▶ **What is expected**
Search the data below for the word "December" and copy each line that holds it.

▶ **Data for the task**

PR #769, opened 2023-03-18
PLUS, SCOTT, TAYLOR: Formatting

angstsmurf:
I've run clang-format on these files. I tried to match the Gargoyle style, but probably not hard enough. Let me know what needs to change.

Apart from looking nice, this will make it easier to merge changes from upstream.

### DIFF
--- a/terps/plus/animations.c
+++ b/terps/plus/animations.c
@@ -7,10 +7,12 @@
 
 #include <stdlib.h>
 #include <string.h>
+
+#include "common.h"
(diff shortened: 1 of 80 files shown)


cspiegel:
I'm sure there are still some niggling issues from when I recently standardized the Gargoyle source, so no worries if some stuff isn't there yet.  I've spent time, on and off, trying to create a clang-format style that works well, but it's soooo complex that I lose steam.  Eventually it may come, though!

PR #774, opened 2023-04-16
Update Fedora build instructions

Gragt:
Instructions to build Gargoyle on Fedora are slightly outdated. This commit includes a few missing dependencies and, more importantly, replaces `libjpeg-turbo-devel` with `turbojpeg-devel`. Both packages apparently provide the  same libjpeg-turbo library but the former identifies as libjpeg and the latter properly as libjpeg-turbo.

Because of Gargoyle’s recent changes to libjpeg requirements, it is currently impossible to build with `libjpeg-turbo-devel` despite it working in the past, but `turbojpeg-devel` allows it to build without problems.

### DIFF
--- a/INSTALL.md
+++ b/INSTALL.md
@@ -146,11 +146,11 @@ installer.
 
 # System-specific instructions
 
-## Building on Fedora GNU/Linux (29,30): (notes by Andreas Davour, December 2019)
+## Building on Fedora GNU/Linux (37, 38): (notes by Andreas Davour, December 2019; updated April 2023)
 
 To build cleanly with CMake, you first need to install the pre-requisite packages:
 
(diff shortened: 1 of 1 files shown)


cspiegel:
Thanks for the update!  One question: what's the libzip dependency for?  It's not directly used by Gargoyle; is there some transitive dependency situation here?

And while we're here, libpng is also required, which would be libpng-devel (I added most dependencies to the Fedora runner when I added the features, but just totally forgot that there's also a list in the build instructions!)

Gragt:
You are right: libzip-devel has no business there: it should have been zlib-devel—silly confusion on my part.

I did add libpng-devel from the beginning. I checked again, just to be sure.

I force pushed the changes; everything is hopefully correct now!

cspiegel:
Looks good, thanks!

▶ **Solution for this task**
-## Building on Fedora GNU/Linux (29,30): (notes by Andreas Davour, December 2019)
+## Building on Fedora GNU/Linux (37, 38): (notes by Andreas Davour, December 2019; updated April 2023)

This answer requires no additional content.